Tras las duras críticas desde Chile a su actitud con la contrademanda por el caso Silala, el presidente Evo Morales denunció ayer que el gobierno del país vecino no tiene argumentos, por lo cual politizan y electoralizan este tema.
El viernes 31 de agosto, Morales anunció que Bolivia presentó una contrademanda ante la Corte Internacional de Justicia (CIJ) de La Haya, contra Chile, por el tema del Silala, aunque en el pasado descartó hacerlo.
Esa acción fue calificada por la Cancillería chilena como un “guiño electoral”.
Legisladores y excancilleres chilenos apuntaron a que el presidente boliviano utiliza los litigios contra Chile con afanes electorales, puesto que pretende ser candidato en 2019.
El canciller chileno, Roberto Ampuero, incluso comparó el tema del Silala con el 21F, porque a su criterio en ambos casos Morales modificó el sentido del tema, en el primero con la contrademanda y en el segundo con el cambio de interpretación sobre la voluntad popular.
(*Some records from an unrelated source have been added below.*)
Issue #113, opened 2024-03-06
Hybrid search is missing target vectors


joshdschneider:
I'm unable to pass target vectors in a hybrid search query. Here's an example:

```
const result = await client.graphql
  .get()
  .withClassName('WineReviewNV')
  .withHybrid({
    query: 'a sweet German white wine',
    targetVectors: ['title_country'],
  })
  .withLimit(2)
  .withFields('title review_body country')
  .do();

console.log(JSON.stringify(result, null, 2));
```

It looks like it's missing from the `GraphQLHybrid` class. I'll go ahead and open a PR to fix.

PR #114, opened 2024-03-06
Add support for target vectors in hybrid queries

joshdschneider:
Fixes [113](https://github.com/weaviate/typescript-client/issues/113).

### DIFF
--- a/src/graphql/hybrid.ts
+++ b/src/graphql/hybrid.ts
@@ -3,6 +3,7 @@ export interface HybridArgs {
   query: string;
   vector?: number[];
   properties?: string[];
+  targetVectors?: string[];
   fusionType?: FusionType;
 }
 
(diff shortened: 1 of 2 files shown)


tsmith023:
Hi @joshdschneider, thanks for the PR on this one! Could you please add an integration test within the describe block [here](https://github.com/weaviate/typescript-client/blob/main/src/graphql/journey.test.ts#L2106) for your changes, cheers! 😁

tsmith023:
@joshdschneider, your test fails (in quite an interesting way). It would seem that hybrid, due to its mixed nature as bm25 + vector search with the fusion algo, performs some cutoff returning only one result for you query!

joshdschneider:
@tsmith023 ah, I see. Sorry about that—fixed!

tsmith023 (approved):
Thanks again!

PR #122, opened 2024-04-08
Respond to beta user feedback

tsmith023:
- Convert `collections.get()` to return a Promise that checks for existence


tsmith023:
This use-case will be met by the `collection.exists()` method. `.get()` will be renamed to `.use()` to avoid confusion around its nomenclature in relation to HTTP GET

PR #160, opened 2024-07-04
Add support for the kagome_kr tokenizer

databyjp:
Adds support for the `kagome_kr` tokenizer (to be added in `1.26`)

https://github.com/weaviate/weaviate/pull/5211/files


tsmith023 (approved):
Thanks for the PR 😁

PR #196, opened 2024-09-18
💅 Update `text2vec-azure-openai` to utilize `isAzure: true` flag and mark `resourceName` + `deploymentId` as optional

flipace:
> This relates to the changes in https://github.com/weaviate/weaviate/pull/5776

With this adjustment, devs can use the `text2VecAzureOpenAI` vectorizer, without specifying `deploymentId` or `resourceName` upfront for their collection.

Instead, they may provide the headers `X-Azure-Deployment-Id` and `X-Azure-Resource-Name` in their requests to set these.

```ts
vectorizer.text2VecAzureOpenAI({
  vectorizeCollectionName: false,
})
```

Internally, using text2VecAzureOpenAI will set the an `isAzure: true` flag for the OpenAI vectorizer, so it understands that the Azure logic must be used.


src/collections/configure/unit.test.ts
```diff
@@ -597,6 +597,24 @@ describe('Unit testing of the vectorizer factory class', () => {
...
+    expect(config).toEqual<VectorConfigCreate<never, undefined, 'hnsw', 'text2vec-azure-openai'>>({
+      name: undefined,
+      vectorIndex: {
+        name: 'hnsw',
+        config: undefined,
+      },
+      vectorizer: {
+        name: 'text2vec-azure-openai',
+        config: {
+          isAzure: true,
```
tsmith023, line 617: Is the output the same if a user supplies `configure.vectorizer.text2VecAzureOpenAI()` without an empty object argument?

src/collections/config/types/vectorizer.ts
```diff
@@ -180,10 +180,12 @@ export type Text2VecAWSConfig = {
...
-  /** The deployment ID to use */
-  deploymentId: string;
-  /** The resource name to use. */
-  resourceName: string;
+  /** The deployment ID to use. If left empty, must be provided via X-Azure-Deployment-Id header  */
+  deploymentId?: string;
+  /** The resource name to use. If left empty, must be provided via X-Azure-Resource-Name header */
+  resourceName?: string;
+  /** Will automatically be set to true. You don't need to set this manually. */
+  isAzure?: true;
```
tsmith023, line 188: If this is always `true`, does it still need the `?` operator? If not, can we remove it?

src/collections/config/types/generative.ts
```diff
@@ -75,8 +75,9 @@ export type GenerativeOpenAIConfig = GenerativeOpenAIConfigBase & {
 };
 
 export type GenerativeAzureOpenAIConfig = GenerativeOpenAIConfigBase & {
-  resourceName: string;
-  deploymentId: string;
+  resourceName?: string;
+  deploymentId?: string;
+  isAzure?: true;
```
tsmith023, line 80: If this is always true, does it still need the ? operator? If not, can we remove it?

tsmith023 (commented):
Thanks for the contribution! Left a few comments mainly around house-keeping otherwise the PR looks great 😁

src/collections/configure/unit.test.ts
flipace: Yes, it should be - I adjusted the types to allow no config object to be passed 👍

src/collections/config/types/vectorizer.ts
flipace: So the `true` is always set by the text2VecAzureOpenAI function internally, should not be necessary to be passed by the user - but due to how the types in general are structured I could not easily 1) remove it completely from the config object, nor 2) remove the optional operator, since then the user would be required to supply `isAzure: true` manually 🤔

src/collections/config/types/generative.ts
flipace: same as https://github.com/weaviate/typescript-client/pull/196#discussion_r1771153555 🤔

src/collections/config/types/vectorizer.ts
tsmith023: Ahhh, okay I see now. I think this makes sense if the user makes use of the `.azureOpenAI` method but part of the API is still to allow users to work with the raw types if they so wish. As such, if a user did:
```typescript
generative: {
  name: 'generative-openai',
  config: {
    deploymentId: config.deploymentId,
    resourceName: config.resourceName,
     baseURL: config.baseURL,
  }
}
```
then the type system would allow it since `isAzure` is optional yet the runtime would interpret this as `isAzure: undefined`, which is a false-y value.

I like the idea of introducing the `isAzure` flag to the TS client but I think it may be better placed as a pure internal, e.g. not exposed in the user types, wdyt?

src/collections/config/types/generative.ts
tsmith023: Replied below 😁

src/collections/config/types/vectorizer.ts
flipace: I would love to not expose it - but I could not figure out how to make it work so that it is not marked as unexpected internally where i place it 😬 

This part here is what I mean:

CleanShot 2024-10-07 at 11 02 14@2x

I wouldn't know how to tell TS here that this is an expected prop without adding a `// @ts-expect-error` 🤔

tsmith023: My thinking is that `isAzure` removed from the `...Config` types and instead interpreted by the client's runtime itself depending on the name of the module. So this would most likely require the addition of `generative-azure-openai`, alongside `text2vec-azure-openai`, that is then parsed appropriately in the collection creation logic

There we'd have some boolean clauses to determine whether the module is an azure one, based on the name, and then inject `isAzure: true` into the config appropriately. IMO, this be the most consistent for the client/server relationship as I'm sure there will be future refactoring of the server that changes this behaviour. Then, we'd only break the internal relationship rather than the public API

We already do something similar [here](https://github.com/weaviate/typescript-client/blob/main/src/collections/index.ts#L180). wdyt about extending this logic as described above?

If you'd rather not then that's fine, I can add it to my backlog 😁 Also, sorry for the spaghetti of the `collection.create` method, I've not had the chance to refactor it into a better structure 😅

flipace: Got it - this definitely makes more sense 👍 I didn't look into this part.

I'm drowning a bit in other work right now, but I should be able to look into this in more detail hopefully next week or so 🙏

tsmith023: If I get round to it this week, I'll ping you on here to let you know. Thanks for your help so far!

PR #144, opened 2026-06-02
fix(session): copy host artifacts/inputs on fork (#139)

khj809:
## Summary

Fixes #139. `POST /sessions/{id}/fork` was creating **empty** `artifacts/` and `inputs/` host directories for the forked session. Since the coworker agent bind-mounts those host paths over `/workspace/artifacts` and `/workspace/artifacts`, any files produced by the source session were invisible inside the fork — and the UI artifacts panel showed an empty folder.

- **Root cause**: `fork_session` called `create_dir_all` on fresh empty paths instead of copying the source session's files.
- **Fix**: recursively copy the source session's `artifacts/` and `inputs/` host directories into the fork immediately before sandbox creation, matching the point-in-time snapshot semantics of the `upper.ext4` clone. `shared/` is project-level and intentionally excluded.

## Changes

| File | Change |
|------|--------|
| `backend/src/handlers/dirent.rs` | Expose existing `copy_dir_recursive` as `pub(crate)` — no logic change |
| `backend/src/handlers/session.rs` | Replace empty `create_dir_all` loop with per-directory recursive copy; falls back to `create_dir_all` when the source dir is absent (e.g. session never ran) |
| `backend/tests/session_test.rs` | Add two new tests (see below) |

## New Tests

**`fork_copies_host_files`**
- Seeds the source session's `artifacts/` and `inputs/` with real files.
- Asserts the forked session's host directories contain the same files with matching content.
- Asserts snapshot independence: a file added to the source *after* the fork does not appear in the fork.

**`fork_empty_session_succeeds`**
- Forks a session whose host directories were never created.
- Asserts the fork still returns `201` and that empty `artifacts/` and `inputs/` directories are created (required for bind-mount).

## Test plan

- [x] `cargo test fork_copies_host_files` passes
- [x] `cargo test fork_empty_session_succeeds` passes
- [x] Fork a real session with artifacts in the UI — artifacts panel shows files in the forked session
- [x] Verify files added to the source after forking do not appear in the fork

### DIFF
--- a/backend/src/handlers/dirent.rs
+++ b/backend/src/handlers/dirent.rs
@@ -808,7 +808,7 @@ async fn find_available_name(parent: &Path, base_name: &str) -> PathBuf {
 /// untrusted input), and any symlink encountered is skipped, so a malicious
 /// symlink planted inside the source tree cannot escape `dst`'s subtree.
 // nosemgrep: rust.actix.path-traversal.tainted-path
-async fn copy_dir_recursive(src: &Path, dst: &Path) -> std::io::Result<()> {
+pub(crate) async fn copy_dir_recursive(src: &Path, dst: &Path) -> std::io::Result<()> {
     tokio::fs::create_dir_all(dst).await?;
     let mut rd = tokio::fs::read_dir(src).await?;
     while let Some(entry) = rd.next_entry().await? {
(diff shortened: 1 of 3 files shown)


grf53 (approved):
Looks clear.

ljhh-0611 (approved):
🫡

PR #134, opened 2026-06-01
feat(ws): Migrate agent response streaming from sse to websocket

khj809:
## Summary

Replaces the SSE-based agent response delivery (`POST /sessions/{id}/messages/stream`) with a WebSocket fan-out architecture so that **all users connected to the same session receive real-time agent output simultaneously**.

### Problem

The previous `send_message_stream` handler held the agent lock and streamed tokens exclusively back to the HTTP connection of the requesting user. Other members with access to the same session had no way to observe the run in real time.

### Architecture

```
POST /sessions/{id}/messages  →  202 Accepted (fire-and-forget)
                                   │
                              tokio::spawn
                                   │
                         agent.run() loop
                                   │
                      state.push_output()  ──►  broadcast (ws_tx)
                                                     │
                                           WS clients filtered by
                                           subscribed session set
```

- **Single `/ws` endpoint multiplexed** — clients send `{ "action": "subscribe"|"unsubscribe", "session_id": "..." }` control frames; the server filters broadcasts per-session.
- **Fire-and-forget HTTP trigger** — `POST /sessions/{id}/messages` returns `202 RunAck` immediately; agent execution runs in a background `tokio::spawn` task. The requester disconnecting does not abort the run.
- **`ActiveAgentRun` buffer** — an in-process `DashMap<Uuid, Arc<RwLock<ActiveAgentRun>>>` accumulates `(seq, MessageOutput)` pairs for the duration of a run, enabling catch-up snapshots for mid-session joiners.
- **Catch-up on subscribe** — when a client subscribes to an in-progress session, the server immediately replays `AgentRunStarted` + all buffered `AgentMessage` frames. Subscription is inserted *before* the snapshot read to avoid missing live broadcasts during replay.
- **`AgentRunIdle` sentinel** — if subscribe finds no active run, the server sends `AgentRunIdle` so clients stuck in `streaming=true` (after reconnect or server restart mid-run) can reset UI state.
- **Idempotent client merge** — the frontend accumulates outputs in a `Map<number, MessageOutput>` keyed by `seq`; `Map.set` is idempotent, so catch-up frames and live frames can interleave safely.
- **Panic recovery** — a monitor `tokio::spawn` awaits the agent task's `JoinHandle` and forces `end_run` + `AgentError` broadcast if the task panics.

### Changes

**Backend**
[...]

PR #147, opened 2026-06-04
Better scrolls on session pages

grf53:
## Related PR
#134 : This PR continues from the [comment](https://github.com/brekkylab/agent-k/pull/134#issuecomment-4622397584) in #134. We have changed the auto-scroll criteria applied in that PR.(And added several other scroll-related features.)

## Changes
- **Widened auto-follow threshold** (150px → 700px): new messages smooth auto-scroll only when within 700px of the bottom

Ante los ataques, el presidente Morales se manifestó mediante Twitter y sostuvo que Chile acude al tema electoral porque no tiene argumentos jurídicos, históricos y medioambientales para sostener su posición respecto al Silala.
“En el tema del Silala, algunas autoridades chilenas, como no tienen argumentos jurídicos, históricos y menos medioambientales, politizan y electoralizan nuestra contrademanda. Que juzgue la comunidad internacional”, escribió.